Ensuite, il s’efforça de dominer les effets de la drogue. Il avait du mal à se concentrer longtemps ; toutefois, au fur et à mesure que la journée avançait, son esprit devint plus vif. Il réussit à se rappeler quelques mots anciens ; mais rien ne se passait quand il les prononçait. Il en aurait hurlé de frustration !
Lorsqu’on lui servit le déjeuner, il le jeta par la fenêtre comme le précédent repas. La faim le tenaillait ; mais le pire, c’était la soif. Sa gorge était sèche comme du parchemin. Des images d’eau fraîche l’obsédaient. Chaque respiration lui desséchait un peu plus la bouche, il s’interdit de regarder le pichet.
Il fut distrait de ces tourments par une agitation dans le couloir.
— Halte-là ! cria un homme. Les ordres sont formels : personne ne doit le voir.
— Vraiment ? répondit une voix mielleuse. Tenez-vous tant que ça à mourir en voulant m’arrêter, capitaine ?
— Euh… Non, mais le roi…
— Je me charge du roi, coupa le nouveau venu. Maintenant, ouvrez la porte.
Un instant plus tard, une clef tourna dans la serrure. Eragon prit une attitude avachie :
« Je dois me comporter comme si je ne comprenais rien. Je ne dois manifester aucune surprise, quoi que mon visiteur me dise. »

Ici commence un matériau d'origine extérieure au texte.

PR #2232, opened 2024-07-19
Fix: terraform plan and apply conditions

lalver1:
This PR is a follow-up to PR #2213. The terraform `plan` and `apply` steps were not running when expected because the conditions on the steps were not evaluating correctly. Contrary to the [documentation](https://learn.microsoft.com/en-us/azure/devops/pipelines/process/conditions?view=azure-devops#parameters-in-conditions), we noticed that [`parameters` don't get evaluated in `conditions`](https://github.com/cal-itp/benefits/blob/2f628637fefe66fde24cebecdcd4cf3a7d6ddb1b/terraform/pipeline/deploy.yml#L74-L75). Because of this, even though `tag_type` was set in [`Terraform apply`](https://github.com/cal-itp/benefits/blob/main/terraform/pipeline/deploy.yml#L60), this step wouldn't run when a tag was pushed.

This PR fixes this behavior by changing `parameters.tag_type` to `variables['tag_type']` for [`Terraform plan`](https://github.com/cal-itp/benefits/blob/main/terraform/pipeline/deploy.yml#L41) and [`Terraform apply`](https://github.com/cal-itp/benefits/blob/main/terraform/pipeline/deploy.yml#L60) which requires:

- moving the step that generates the `tag_type` from `azure-pipelines.yml` into `deploy.yml` so that `tag_type` doesn't get passed as a parameter anymore
- using `tag.py` to determine the value of `IS_TAG` instead of an Azure pipeline expression since `env:` [does not support evaluating expressions](https://learn.microsoft.com/en-us/azure/devops/pipelines/yaml-schema/steps-bash?view=azure-pipelines) and `variables:` is [out of scope](https://learn.microsoft.com/en-us/azure/devops/pipelines/process/variables?view=azure-devops&tabs=yaml%2Cbatch#variable-scopes) in `deploy.yaml`.

### DIFF
--- a/terraform/azure-pipelines.yml
+++ b/terraform/azure-pipelines.yml
@@ -29,11 +29,7 @@ stages:
           - name: IS_TAG
             value: $[startsWith(variables['Build.SourceBranch'], 'refs/tags/')]
         steps:
-          - bash: |
-              python terraform/pipeline/workspace.py
-
-              TAG_TYPE=$(python terraform/pipeline/tag.py)
-              echo "##vso[task.setvariable variable=tag_type;isOutput=true]$TAG_TYPE"
+          - bash: python terraform/pipeline/workspace.py
             displayName: Set environment-related variables
             # save the values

La porte s’ouvrit. Eragon retint son souffle en découvrant devant lui le visage de l’Ombre. C’était moins un visage qu’un masque funéraire ou une tête de mort polie, qu’on aurait recouvert de peau pour donner l’apparence de la vie.
— Salut à toi ! lança l’Ombre avec un sourire glaçant qui dévoila ses dents effilées. J’ai longtemps attendu le moment de te rencontrer !
— Qui… qui êtes-vous ? bégaya Eragon.
— Peu importe, répondit la créature, une menace contenue brillant dans ses yeux pourpres. Son manteau claqua quand il s’assit.
— Mon nom n’a aucune importance pour quelqu’un dans ta situation, poursuivit-il. De toute façon, il ne te dirait rien. C’est toi qui m’intéresses. Qui es-tu ?
L’Ombre avait posé la question sur un ton innocent ; mais Eragon se doutait qu’elle cachait un piège. Il feignit de réfléchir, puis fronça les sourcils :
— Je sais pas trop… J’m’appelle Eragon, mais je suis pas que ça, hein ?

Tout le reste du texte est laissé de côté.